• Data extracts:
PR #1277, opened 2021-05-20
fix(lp-price-hook): Add raw LP token totals to fetchFarms and re-calculate LP token price

ChefHutch:
Preview: https://lp-price-calc-fix.netlify.app/

LP price was coming through incorrectly from the `useLpTokenPrice` hook.

Previous price calculations were being made using `farm.lpTotalSupply` - _all_ LP tokens & `farm.lpTotalInQuoteToken` - _staked_ quote tokens in the MC contract. The staked total is about 10% less than the raw total. As we're using the raw total LP supply, we should also be calculating the LP unit price using the raw LP token amounts.

I've also made the maths in the `useLpTokenPrice` slightly more verbose and easier to understand.

### DIFF
--- a/src/state/farms/fetchFarms.ts
+++ b/src/state/farms/fetchFarms.ts
@@ -5,7 +5,6 @@ import multicall from 'utils/multicall'
 import { BIG_TEN } from 'utils/bigNumber'
 import { getAddress, getMasterChefAddress } from 'utils/addressHelpers'
 import { FarmConfig } from 'config/constants/types'
-import { DEFAULT_TOKEN_DECIMAL } from 'config'
 
 const fetchFarms = async (farmsToFetch: FarmConfig[]) => {
   const data = await Promise.all(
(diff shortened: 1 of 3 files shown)


src/state/farms/fetchFarms.ts
```diff
@@ -82,11 +80,13 @@ const fetchFarms = async (farmsToFetch: FarmConfig[]) => {
 
       return {
         ...farmConfig,
-        tokenAmount: tokenAmount.toJSON(),
-        quoteTokenAmount: quoteTokenAmount.toJSON(),
+        tokenAmountMc: tokenAmountMc.toJSON(),
+        quoteTokenAmountMc: quoteTokenAmountMc.toJSON(),
+        tokenAmountTotal: tokenAmountTotal.toJSON(),
+        quoteTokenAmountTotal: quoteTokenAmountTotal.toJSON(),
```
ChefHutch, line 86: After these changes, only `tokenAmountTotal` is actually used elsewhere in the codebase. 

These aren't, but I think it's conceivable that these values would be useful? Maybe I leave them in for now but rip them out after finishing the pricing refactor if they still aren't useful?

`tokenAmountMc` - amount of base token staked in MC
`quoteTokenAmountMc` - amount of quote token staked in MC 
`quoteTokenAmountTotal` - amount of quote token in total

src/state/farms/fetchFarms.ts
```diff
@@ -50,20 +49,19 @@ const fetchFarms = async (farmsToFetch: FarmConfig[]) => {
...
-      const tokenAmount = new BigNumber(tokenBalanceLP).div(BIG_TEN.pow(tokenDecimals)).times(lpTokenRatio)
-      const quoteTokenAmount = new BigNumber(quoteTokenBalanceLP)
-        .div(BIG_TEN.pow(quoteTokenDecimals))
-        .times(lpTokenRatio)
+      // Amount of token in the LP that are staked in the MC (i.e amount of token * lp ratio)
+      const tokenAmountMc = tokenAmountTotal.times(lpTokenRatio)
+      const quoteTokenAmountMc = quoteTokenAmountTotal.times(lpTokenRatio)
+
+      // Total staked in LP, in quote token value
+      const lpTotalInQuoteToken = quoteTokenAmountMc.times(new BigNumber(2))
```
ChefHutch, line 64: This was previously on ln 57. I've just tidied up the composition a bit and rephrased the comment.

memoyil, line 64: would be nice to have BIG_TWO 👍

hachiojidev (approved):

PR #1280, opened 2021-05-20
feat: Add translations for earn cards in home page

memoyil:
Since we have different components for apr and asset text, this is the solution that i found. It is better than nothing I think.


src/views/Home/components/EarnAssetCard.tsx
```diff
@@ -31,17 +32,21 @@ const latestPools: Pool[] = orderBy(activeNonCakePools, ['sortOrder', 'pid'], ['
 const assets = ['CAKE', ...latestPools.map((pool) => pool.earningToken.symbol)].join(', ')
 
 const EarnAssetCard = () => {
+  const { t } = useTranslation()
+  const assetText = t('Earn %assets% in Pools', { assets })
+  const assetTextParts = assetText.split(assets)
```
hachiojidev, line 37: I am...not a fan of this but lets give it a shot and roll with it.

hachiojidev (approved):

PR #1292, opened 2021-05-21
[wip] feat(farms-redux): Calculate and store token & quoteToken prices in farms redux

ChefHutch:
[wip] - storing token prices in farms redux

• What is expected: Where does the string "these" occur in the data above? Copy every line that holds it.

• Response to this task:
ChefHutch, line 86: After these changes, only `tokenAmountTotal` is actually used elsewhere in the codebase. 
These aren't, but I think it's conceivable that these values would be useful? Maybe I leave them in for now but rip them out after finishing the pricing refactor if they still aren't useful?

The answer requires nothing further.